The main variable being The number of Bankruptcy filings in a region every month for a series of years. The realtion of this value will be tested relatively to the following variables (each according to monthly numbers).

  • The Federal Funds rate, the interest rates that which banks offer each other loans.
  • Regional unemployment statistics.
  • Home prices (ie median value, assessed value or market prices).

Those three are the primary values I expect to have significant relationships to bankruptcy filings.  There is however an additional “wild card” variable:  Divorce data.  I will include divorce filings by state to include them in the equation.

Hopefully when the data is compiled we can see if there is a meaningful correlation between bankruptcy and divorce filings.  Expect more to come on this subject.  There is quite a bit of data to mine.





More Bankruptcy Data

22 12 2009

I started compiling data from the usual government sources.  The BLS and the Census.   These variables should be useful in comparing bankruptcy data with individual and statewide  unemployment levels.  Empirically one would assume that states or time periods with increased unemployment levels would have more bankruptcy filings.

My initial equation would then be B/K (Chapter 7 and Chapter 13) = C + X + Y +Z + Unemployment (growth or real levels).  C being a constant value determined by the Regression program, X, Y, and Z are to be determined variables.

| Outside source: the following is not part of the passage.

PR #628, opened 2018-12-06
Ausmplusup

aeroamit:
## Proposed Changes
AUSM+ -up scheme of Liou (A sequel to AUSM, Part II: AUSM + -up for all speeds) has been implemented . It is an all speed scheme and is more robust and accurate in comparison to the AUSM scheme. Also It has relatively fewer issues in comparison to the Roe scheme.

http://www.census.gov/govs/statetax/

http://data.bls.gov/PDQ/servlet/SurveyOutputServlet

My knowledge of creditor-debtor matters should be shared, so below is  a tip on privacy.

Creditor-Debtor Tip #1:

Go to http://www.whitepages.com/ and search for yourself.  Did you find your home address?  If you don’t like any address you see (ie for privacy concerns), then click the green tab next to the name titled “edit details”.  You can also replace them with more appropriate info like a business address, social media profile, email or twitter account.  Remember that your creditors, vampires, creepers and the less nefarious direct mailers will look at free online directories first when they want to track you down.  Bear in mind that if a creditor cant serve you and they have your email, then they may try to get the Court to allow service of summons by email.





Bankruptcy Research Project

21 12 2009

I am currently working on a bankruptcy economics project. Hopefully I will be able to combine my academic background with my current work specialization. I already complied an amazing amount of nationwide bankruptcy data. Now I just have to find some other fun variables to run against the bankruptcy information.

The links to my initial sources are below. The open source application gretl will be great for my regression and analysis of the date. To the non-economic viewers, a regression analysis is using data to create a function that shows correlation between variables. Please note that last sentence is an extremely simplified explanation, for more data please see http://elsa.berkeley.edu/sst/regression.html. Essentially a dependent variable is tested using a computer program (that preforms the OLS regression) against several sets of data. The end benefit of this project would be possible forecasting for future bankruptcy numbers.

http://www.bankruptcy-statistics.com/

http://bdp.law.harvard.edu/index.cfm

http://lopucki.law.ucla.edu/index.htm

http://www.learneconometrics.com/gretl.html

Any ideas for resources, data or interesting testing variables is appreciated.